Бенита взяла кусок говядины и с жадностью принялась его есть: уже несколько дней она жила только кусочками сухаря и сушеным мясом. Говядина показалась ей превосходной — ей показалось, что никогда прежде она не ела ничего вкуснее. Пока она ела, Роберт смотрел на нее горящими глазами.
— Как ты можешь смотреть на меня? — воскликнула она. — У меня, должно быть, ужасный вид; я жила в темноте, мне пришлось шлепать по грязи. Я даже наступила на крокодила! — она вздрогнула.
— Какая бы ты ни была, я хочу тебя видеть такой, какая ты есть, — ответил он тихим голосом. — Для меня ты всегда прекрасна.
Несмотря на все перенесенные несчастья, девушка вспыхнула при этих словах. Когда она подняла глаза, в них блестели слезы.
— Спасибо. Я не хочу думать о том, что со мной случится, а то, что было, — прошло. Но нельзя ли нам уйти отсюда?
— Не знаю, — ответил он, — но кажется, это будет трудным делом.
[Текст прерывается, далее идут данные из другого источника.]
PR #232, opened 2024-04-16
Cluster refactor

approxit:
Warning, massive changes ahead!

What I've done:
- Made business logic object-centric instead of service-centric
- Each object is responsible for itself as much as possible
- Support for multiple clusters at the same time
- Most of the client requests are pointing to a specific cluster
- RayService handles only ray-related requests and cluster collection
- GolemService has become quite small due to logic being moved elsewhere
- Cluster is responsible for the nodes collection and manager stack collection
- ClusterNode is responsible for its state, data, activity, and sidecar tasks collection
- ClusterNodeSidecar takes responsibility for dedicated logic that is run alongside the cluster node

Notable remarks:
- Removal of all nodes in the cluster currently does nothing special - cluster will still exist and manager stacks will still run.
- Successful head node start could stop its manager stack
- New versions of the services are temporary to still have originals for reference. They will be removed before merging.


lucekdudek (commented):
Looks very good. I added few minor comments and questions.

ray_on_golem/server/cluster/cluster.py
```diff
@@ -0,0 +1,228 @@
...
+    Tags,
+)
+from ray_on_golem.server.services.golem.golem import DeviceListAllocationPaymentManager
+from ray_on_golem.server.services.golem.helpers.demand_config import DemandConfigHelper
+from ray_on_golem.server.services.golem.manager_stack import ManagerStack
+from ray_on_golem.server.services.new_golem import GolemService
+
+IsHeadNode = bool
+NodeType = str
+StackKey = Tuple[NodeType, IsHeadNode]
```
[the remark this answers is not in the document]
approxit: Alias has been available since Python 3.10. Because of our golem-core's Python version agreement, I'm defaulting to 3.8 in this project too.

ray_on_golem/server/services/golem/manager_stack.py
```diff
@@ -36,3 +72,119 @@ async def stop(self) -> None:
...
+            proposal_negotiators.append(
+                MidAgreementPaymentsNegotiator(
+                    min_debit_note_interval=DEFAULT_DEBIT_NOTE_INTERVAL,
+                    optimal_debit_note_interval=DEFAULT_DEBIT_NOTE_INTERVAL,
+                    min_payment_timeout=minimal_payment_timeout,
+                    optimal_payment_timeout=optimal_payment_timeout,
+                )
+            )
+
+        demand_manager = ManagerStackNodeConfigHelper.prepare_demand_manager_for_node_type(
```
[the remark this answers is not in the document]
approxit: Woah, that's a regression since #188! Good catch! Also, it looks like managers with start/stop need some kind of warning if they are used while not running.

lucekdudek (approved):

ray_on_golem/server/services/golem/manager_stack.py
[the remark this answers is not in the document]
approxit: Whoops made a change too quickly and did not see that coming! Demand manager is already added to the stack... but inside of the helper, due to conditionally having multiple managers inside.

ray_on_golem/server/cluster/nodes.py
```diff
@@ -0,0 +1,381 @@
...
+        self._golem_service = golem_service
+        self._manager_stack = manager_stack
+
+        self._sidecars = self._prepare_sidecars()
+
+        with self.ssh_public_key_path.open() as f:
+            self._ssh_public_key_data = f.readline().strip()
+
+    def __str__(self) -> str:
+        return self.node_id
```
shadeofblue, line 68:
```suggestion
        return f"{self.__class__.__name__}: {self.node_id}"
```

ray_on_golem/server/cluster/nodes.py
```diff
@@ -0,0 +1,381 @@
...
+    def get_warning_messages(self) -> List[str]:
+        warnings = super().get_warning_messages()
+
+        for sidecar in self._sidecars:
+            warnings.extend(sidecar.get_warning_messages())
+
+        return warnings
+
+    def schedule_start(self) -> None:
+        if self._start_task and not self._start_task.done():
```
shadeofblue, line 86: doesn't that mean that if `_start_task` is done, it will be created again? is that intended?

ray_on_golem/server/cluster/nodes.py
```diff
@@ -0,0 +1,381 @@
...
+            logger.info(f"Not scheduling start `%s` node, as it's already scheduled", self)
```
shadeofblue, line 87:
```suggestion
            logger.info(f"Node `%s`: start already scheduled", self)
```

ray_on_golem/server/cluster/nodes.py
```diff
@@ -0,0 +1,381 @@
...
+                    logger.debug(msg, exc_info=True)
+                else:
+                    break
+        except Exception as e:
+            self.state = NodeState.terminated
+            self._add_state_log(
+                f"Failed to create activity: {type(e).__module__}.{type(e).__name__}: {e}"
+            )
+
+            logger.info("Starting `%s` node failed!", self)
```
shadeofblue, line 125:
```suggestion
            logger.info("Node `%s` startup failed!", self)
```

ray_on_golem/server/cluster/nodes.py
```diff
@@ -0,0 +1,381 @@
...
+            self.start(),
+            trace_id=get_trace_id_name(self, "scheduled-start"),
+        )
+
+    async def start(self) -> None:
+        if self.state in (NodeState.running, NodeState.terminating):
+            logger.info(f"Not starting `%s` node, as it's already running or stopping", self)
+            return
+
+        logger.info("Starting `%s` node...", self)
```
shadeofblue, line 100:
```suggestion
        logger.info("Starting node `%s`...", self)
```

ray_on_golem/server/cluster/nodes.py
```diff
@@ -0,0 +1,381 @@
...
+
+        self._activity = activity
+
+        await self._start_sidecars()
+
+        logger.info("Starting `%s` node done", self)
+
+    async def stop(self) -> None:
+        if self.state in (NodeState.terminating, NodeState.terminated):
+            logger.info(f"Not stopping `%s` node, as it's already stopped", self)
```
shadeofblue, line 143: same here, could be simplified to: 

```suggestion
            logger.info(f"Node `%s` already terminated.", self)
```

ray_on_golem/server/cluster/nodes.py
```diff
@@ -0,0 +1,381 @@
...
+            return
+
+        logger.info("Stopping `%s` node...", self)
```
shadeofblue, line 146:
```suggestion
        logger.info("Stopping node `%s`...", self)
```

ray_on_golem/server/cluster/nodes.py
```diff
@@ -0,0 +1,381 @@
...
+
+        if self._activity:
+            await self._stop_activity(self._activity)
+            self._activity = None
+
+        self.state = NodeState.terminated
+        self.internal_ip = None
+        self.ssh_proxy_command = None
+
+        logger.info("Stopping `%s` node done", self)
```
shadeofblue, line 164:
```suggestion
        logger.info("Node `%s` stopped.", self)
```

ray_on_golem/server/cluster/nodes.py
```diff
@@ -0,0 +1,377 @@
...
+
+    def _add_state_log(self, log_entry: str) -> None:
+        self.state_log.append(log_entry)
+
+    @staticmethod
+    async def get_provider_desc(activity: Activity) -> str:
+        proposal = activity.agreement.proposal
+        return f"{await proposal.get_provider_name()} ({await proposal.get_provider_id()})"
```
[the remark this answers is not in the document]
shadeofblue: activity? or `Proposal`?

ray_on_golem/server/cluster/nodes.py
```diff
@@ -0,0 +1,381 @@
...
+
+        hostname = ip.replace(".", "-")
+
+        await context.run("echo 'ON_GOLEM_NETWORK=1' >> /etc/environment")
+        await context.run(f"echo 'NODE_IP={ip}' >> /etc/environment")
+        await context.run(f"hostname '{hostname}'")
+        await context.run(f"echo '{hostname}' > /etc/hostname")
+        await context.run(f"echo '{ip} {hostname}' >> /etc/hosts")
+        await context.run("mkdir -p /root/.ssh")
+        await context.run(f'echo "{ssh_public_key_data}" >> /root/.ssh/authorized_keys')
```
shadeofblue, line 254: this code, and possibly other code in this module, is no longer valid...

please have a look at the current version: https://github.com/golemfactory/ray-on-golem/blob/main/ray_on_golem/server/services/golem/golem.py#L336

ray_on_golem/server/cluster/sidecars.py
```diff
@@ -0,0 +1,249 @@
...
+
+        self._monitor_task: Optional[asyncio.Task] = None
+
+    @abstractmethod
+    async def _monitor(self) -> None:
+        ...
+
+    async def start(self) -> None:
+        if self.is_running():
+            logger.info(f"Not starting `%s` node {self.name}, as it's already running", self._node)
```
shadeofblue, line 53: is this about starting the _node_? or the node's specific monitor?

ray_on_golem/server/cluster/sidecars.py
```diff
@@ -0,0 +1,249 @@
...
+                )
+
+                provider_desc = await self._node.get_provider_desc(self._node.activity)
+
+                if isinstance(self._node, HeadClusterNode):
+                    self.add_warning_message(
+                        f"Terminating whole cluster as Head({self._node.node_id}) {provider_desc}"
+                        " activity is no longer accessible"
+                    )
+                    create_task_with_logging(self._cluster.stop())
```
shadeofblue, line 113: it seems wrong to me for the node's monitor to signal the cluster to stop... 

this reversal of control seems very hard to maintain in the long run -> if we add such triggers in multiple monitors, it will be cumbersome to change the behavior in case of wider changes... 

rather the other way round, the cluster should detect that its head node is corrupted and should decide to stop. The logic triggering cluster abort should ideally be gathered in one place.

ray_on_golem/server/services/new_golem.py
```diff
@@ -0,0 +1,117 @@
...
+EXPIRATION_TIME_FACTOR = 0.8
+
+
+class NoMatchingPlatform(AllocationException):
+    ...
+
+
+# FIXME: Rework this into the golem-core's DefaultPaymentManager and Allocation on yagna 0.16+,
+#  as until then there is no api call available to get driver lists and golem-core is api-only
+class DeviceListAllocationPaymentManager(DefaultPaymentManager):
```
shadeofblue, line 38: what's "DeviceList" here? please add a docstring to this class...

shadeofblue (commented):
added comments, please also add docstrings to classes and methods if possible

shadeofblue (changes requested):
please remove the no-longer-used code and please merge newest changes from develop and make sure the code here reflects those changes :/

ray_on_golem/server/cluster/cluster.py
```diff
@@ -0,0 +1,228 @@
...
+        warnings = super().get_warning_messages()
+
+        for node in self._nodes.values():
+            warnings.extend(node.get_warning_messages())
+
+        return warnings
+
+    async def start(self) -> None:
+        if self._state in (NodeState.pending, NodeState.running):
+            logger.info("Not starting `%s` cluster as it's already running or starting", self._name)
```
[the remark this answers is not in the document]
approxit: This form is used across the project. I'm not trying to introduce a new pattern.

ray_on_golem/server/cluster/cluster.py
```diff
@@ -0,0 +1,228 @@
...
+
+        await self._payment_manager.start()
+
+        self._state = NodeState.running
+
+        logger.info("Starting `%s` cluster done", self._name)
+
+    async def stop(self) -> None:
+        if self._state in (NodeState.terminating, NodeState.terminated):
+            logger.info("Not stopping `%s` cluster as it's already stopped or stopping", self._name)
```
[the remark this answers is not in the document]
approxit: I'm afraid that I need to disagree. Here, the log is related to the actual condition. Your proposal can be misleading in case the cluster was never started.

ray_on_golem/server/cluster/cluster.py
```diff
@@ -0,0 +1,228 @@
...
+        for node in self._nodes.values():
+            await node.stop()
+
+        self._nodes.clear()
+        self._nodes_id_counter = 0
+
+        for stack in self._manager_stacks.values():
+            await stack.stop()
+
+        self._manager_stacks.clear()
```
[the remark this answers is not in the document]
approxit: I'm afraid that I need to disagree here too. I want to explicitly tear down everything and then handle stuff that needs to be paid. If we change the order, we could and up with stuff that is not paid.

ray_on_golem/server/cluster/cluster.py
```diff
@@ -0,0 +1,228 @@
...
+        return (
+            partial(
+                HeadClusterNode,
+                webserver_port=self._webserver_port,
+            )
+            if is_head_node
+            else WorkerClusterNode
+        )
+
+    def _is_head_node(self, tags: Tags) -> bool:
```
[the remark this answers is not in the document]
approxit: Separate function then.

ray_on_golem/server/cluster/cluster.py
```diff
@@ -0,0 +1,228 @@
...
+    NodeState,
+    ProviderParametersData,
+    Tags,
+)
+from ray_on_golem.server.services.golem.golem import DeviceListAllocationPaymentManager
+from ray_on_golem.server.services.golem.helpers.demand_config import DemandConfigHelper
+from ray_on_golem.server.services.golem.manager_stack import ManagerStack
+from ray_on_golem.server.services.new_golem import GolemService
+
+IsHeadNode = bool
```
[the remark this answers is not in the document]
approxit: I'm using the type alias to help readability. Without that, the role of `bool` needs to be read from the context, which I found problematic a few times in this area.

ray_on_golem/server/cluster/cluster.py
```diff
@@ -0,0 +1,228 @@
...
+                tags=tags,
+                node_config=node_config,
+                ssh_private_key_path=self._provider_parameters.ssh_private_key,
+                ssh_public_key_path=self._provider_parameters.ssh_private_key.with_suffix(".pub"),
+                ssh_user=self._provider_parameters.ssh_user,
+            )
+
+            self._nodes[node_id] = node
+
+            node.schedule_start()
```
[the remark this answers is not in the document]
approxit: Here, the code is synchronous and there is no difference between the two versions.

ray_on_golem/server/cluster/nodes.py
approxit: The `__str__` is aimed to be as simple as possible, and it is not used as `__repr__`.

ray_on_golem/server/cluster/sidecars.py
approxit: The `self.name` holds the name of a monitor.

ray_on_golem/server/services/new_golem.py
approxit: It should be `DriverList`.

ray_on_golem/server/cluster/sidecars.py
approxit: That is fair. It should be done at the very beginning.

golem-cluster.full.yaml
```diff
@@ -1,6 +1,6 @@
 # This is Ray on Golem Full yaml 
 # - the example config for testnet cluster, 
-# - with all the properties potentially changable by the user
+# - with all the properties potentially changeable by the user
 
 # Ray on Golem cluster name
 cluster_name: golem-cluster
```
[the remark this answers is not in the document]
shadeofblue: @approxit you haven't updated the name of the cluster...

ray_on_golem/server/cluster/cluster.py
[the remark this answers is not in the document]
shadeofblue: in my opinion, this _doesn't_ improve readability... it _worsens_ it :(

normally, when I read: 

```
    async def _get_or_create_manager_stack(
...
        is_head_node: bool
    ) -> ManagerStack:
```

i immediately know what `is_head_node` argument means and what values are passed... 

with your proposed version, it's

```
    async def _get_or_create_manager_stack(
...
        is_head_node: IsHeadNode,
    ) -> ManagerStack:
```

Выйди и посиди снаружи на козлах, пока я оденусь, а там посмотрим.
Бенита вышла из фургона. Туман редел. Теперь сквозь его дымку она увидела картину, от которой ее сердце сжалось: между повозкой и горой Бамбатсе виднелись толпы матабеле; огромным потоком лились они к фургону Сеймура, двигаясь по берегу реки. Они с Робертом были отрезаны от крепости… Минуты через две вышел Сеймур. Она с беспокойством посмотрела на него. Он выглядел старше, чем в тот день, когда они расстались на палубе «Занзибара», лицо его обросло бородой; кроме того, он прихрамывал.